I have been listening to audiobooks on Buddhism and Hinduism (Dhammapada, Bhagavad Gita, Heart Sutra, Upanishads, Rig Veda, etc.), and am stuck trying to imagine and/or understand how the infinite divine mind (the All, or whatever you want to call it, God, etc..), divides into individual life experiences which have "their own" perceptions and self-experience (atman), and are yet impermanent. And how this relates to the permanent anatman (non-self).
The way my mind imagines it, there is a ball like a balloon filled with tiny points/particles like grains of sand. Each grain of sand is the self-experiencer, but are all part of the whole ball (and yet where this metaphor breaks down is the grains of sand are actually distinct from the ball, but in the All case, they are but tiny aspects of the all or something like that).
In this sense, there is a finite number of grains of sand / selves, and no more and no less can be created. But in the All/anatman case, it seems to subdivide into an infinite number of experiences. So then it's like, afterlife/reincarnation. How does that work? When I die do I get subdivided into several lesser experiences (ranked according to evolution of spiritual development), or merged into a higher single experience composed of many other souls now integrated into one? Or how do more selves get created which have their own perceptions? Why can't we just magically create a self using some physics or biology experiments (which don't involve just having lifeforms reproduce)? Why can't we just "poof" and a new individual experiencer / soul is created out of a test tube of some sort of energy?
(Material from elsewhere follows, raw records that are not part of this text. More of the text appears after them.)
PR #1833, opened 2021-04-01
Update SourceHandler (and related handlers) and NewsfeedHandler to use new permissions logic

acrellin:

PR #1834, opened 2021-04-01
Control access to Photometry via Obj hybrid properties

kmshin1397:
This PR refactors the detection hybrid properties in the `Obj` class to hybrid methods which take in a user instance so that those are computed based on accessible Photometry rows instead of all rows. The Candidates and Sources GET handlers were updated to reflect this; this should take care of Photometry leaks in those handlers. Also added/updated some tests to check that hidden photometry data isn't reflected in returned candidates/sources.

I don't think I touched anything that you did in your #1833 PR @acrellin so we shouldn't have any merge conflicts. I also didn't uncomment the `self.verify_and_commit()` lines in the SourcesHandler, as that'll be done by that PR.

Finally, set `read = accessible_by_groups_members | accessible_by_owner` on Photometry rows to make it clear that whoever posts a photometry point can read it. This was already there logically since the owner's single user group is added to the Photometry groups automatically, but wasn't very clear from the `read = accessible_by_groups_members` definition.

### DIFF
--- a/skyportal/models.py
+++ b/skyportal/models.py
@@ -22,7 +22,7 @@ from sqlalchemy import cast, event
 from sqlalchemy.dialects import postgresql as psql
 from sqlalchemy.dialects.postgresql import ARRAY
 from sqlalchemy.dialects.postgresql import JSONB
-from sqlalchemy.ext.hybrid import hybrid_property
+from sqlalchemy.ext.hybrid import hybrid_property, hybrid_method
 from sqlalchemy.orm import relationship, joinedload
 from sqlalchemy.schema import UniqueConstraint
 from sqlalchemy_utils import URLType, EmailType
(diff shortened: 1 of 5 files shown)


skyportal/models.py
```diff
@@ -718,99 +718,107 @@ class Obj(Base, ha.Point):
...
     @peak_detected_at.expression
-    def peak_detected_at(cls):
+    def peak_detected_at(cls, user):
         """UTC ISO date at which the object was detected at peak magnitude above a given S/N (3.0 by default)."""
         return (
-            sa.select([Photometry.iso])
-            .where(Photometry.obj_id == cls.id)
-            .where(Photometry.snr.isnot(None))
-            .where(Photometry.snr > PHOT_DETECTION_THRESHOLD)
+            Photometry.query_records_accessible_by(
```
acrellin, line 789: does it matter that this used to return a `select` instance and now returns a `query` instance? not sure if they're interchangeable, so just making sure

acrellin (approved):
Looks good

skyportal/models.py
kmshin1397: No I don't think it matters. I didn't look explicitly for it in the SQLAlchemy docs, but all the tests that use these passed locally for me. We have several tests in test_sources.py for things like filtering on peak mag and latest detection which should use these expressions.

acrellin: nice

skyportal/models.py
```diff
@@ -718,99 +718,107 @@ class Obj(Base, ha.Point):
...
-            sa.select([sa.func.max(Photometry.iso)])
-            .where(Photometry.obj_id == cls.id)
-            .where(Photometry.snr.isnot(None))
-            .where(Photometry.snr > PHOT_DETECTION_THRESHOLD)
+            Photometry.query_records_accessible_by(
+                user, columns=[sa.func.max(Photometry.iso)], mode="read"
+            )
+            .filter(Photometry.obj_id == cls.id)
+            .filter(Photometry.snr.isnot(None))
+            .filter(Photometry.snr > PHOT_DETECTION_THRESHOLD)
```
dannygoldstein, line 742: nicely done

dannygoldstein: bet this translates to a pretty complex sql query under the hood! this is a good illustration of the expressive power of the ORM

dannygoldstein (approved):
excellent

dannygoldstein:
failure unrelated (test get_ztf_ref_url)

All those questions boil down to the fact that I don't understand how the permanent anatman, the divine infinite all/perfection (or if I'm mixing up concepts, let me know), divides into individuals which can have their own conscious awareness (like humans), or at least have their own independent life. There is a "spark" there, where does it come from and how does it perceive itself as independent of the whole? How are more individual selves created? Is there a fixed number of them?
This meme hits home the most, and yet I still don't get how individuals can have their "own" experience (at least from their own perspective), and how the infinite subdivides into these selves.